Math 542 (Harmonic Analysis II)

Mathematics 542 (Harmonic Analysis II)

Spring 2011

Instructor: I. Laba (Math Bldg 200, 604-822-4457, ilaba(at)math.ubc.ca).
Lectures: MWF 12-1, MATX 1118.
Office hours: Mon 2-3, Wed 1-2, and by appointment.

This course is a continuation of MATH 541 and will cover more advanced topics in harmonic analysis on Euclidean spaces.

Your course grade will be based on 4 problem sets, tentatively due on January 26, February 9, March 9 and March 30. Each problem set will be worth 25% of your grade. There will be no final exam.

Alternatively, you may elect to give a 1 hour in-class presentation on a topic related to the course material. You would also have to prepare a written exposition to be handed out in class. A presentation would be fairly substantial (a research paper rather than just a section of a textbook) and would replace 3 of the homeworks. Here are a few possible topics:

Dvir's proof of the finite field Kakeya conjecture (Z. Dvir, On the size of Kakeya sets in finite fields J. Amer. Math.
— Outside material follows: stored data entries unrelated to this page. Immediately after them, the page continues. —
PR #2539, opened 2019-05-09
Adds better error reporting to transitions

piotaixr:


test/models/concerns/transitionable_test.rb
```diff
@@ -135,6 +136,68 @@ def transition.transition
...
+        true
+      end
+
+      def t4.transition
+        true
+      end
+
+      assert t4.run
+      assert_nil t4.error
+
```
Aquaj: Can those empty lines be removed?

piotaixr: Done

Soc. 22 (2009), 1093-1097) (Rhoda Sollazzo)
Bourgain's circular maximal theorem (J. Bourgain, Averages in the plane over convex curves and maximal operators, J. Anal. Math. 47 (1986) 69-85. This would replace all 4 homeworks if anyone wants to do it)a (Marc Carnovale)
Salem's construction of Salem sets (R. Salem, On singular monotonic functions whose spectrum has a given Hausdorff dimension, Ark. Mat. 1, (1951). 353-365) (Tatchai Titichetrakun)
Fefferman's counterexample to the ball multiplier problem and an introduction to the Bochner-Riesz conjecture (C. Fefferman, The multiplier problem for the ball, Ann. Math. 94 (1971), 330-336, plus some expository reference on Bochner-Riesz) (Vince Chan)
Maximal functions over a Cantor set of directions (M. Bateman, N. Katz, Kakeya sets in Cantor directions, Math. Res. Lett. 15 (2008), 73-81 (Ed Kroc)

Homework assignments:

Tentative topics:

Maximal functions and differentiation theorems
- The Hardy-Littlewood maximal function
- The spherical maximal function in higher dimensions
- Kakeya sets and the Kakeya maximal function
The restriction problem for the sphere
- The Tomas-Stein theorem
- The restriction conjecture and the Kakeya problem
Fourier transforms of singular measures
- Hausdorff measure and Hausdorff dimension
- The energy inequality and Fourier dimension
- Salem sets
- Applications to geometric measure theory: convolutions, projections, distances

Recommended textbooks:

Fourier Analysis, J. Duoandikoetxea, American Mathematical Society, 2001
Harmonic Analysis: Real-Variable Methods, Orthogonality, and Oscillatory Integrals, E.M. Stein, Princeton Univ. Press, 1993
Real Analysis, E.M. Stein and R. Shakarchi, Princeton Univ. Press, 2003
Lectures on Harmonic Analysis, T. Wolff, American Mathematical Society, 2003

Prerequisites: MATH 541, or equivalent background in basic harmonic analysis.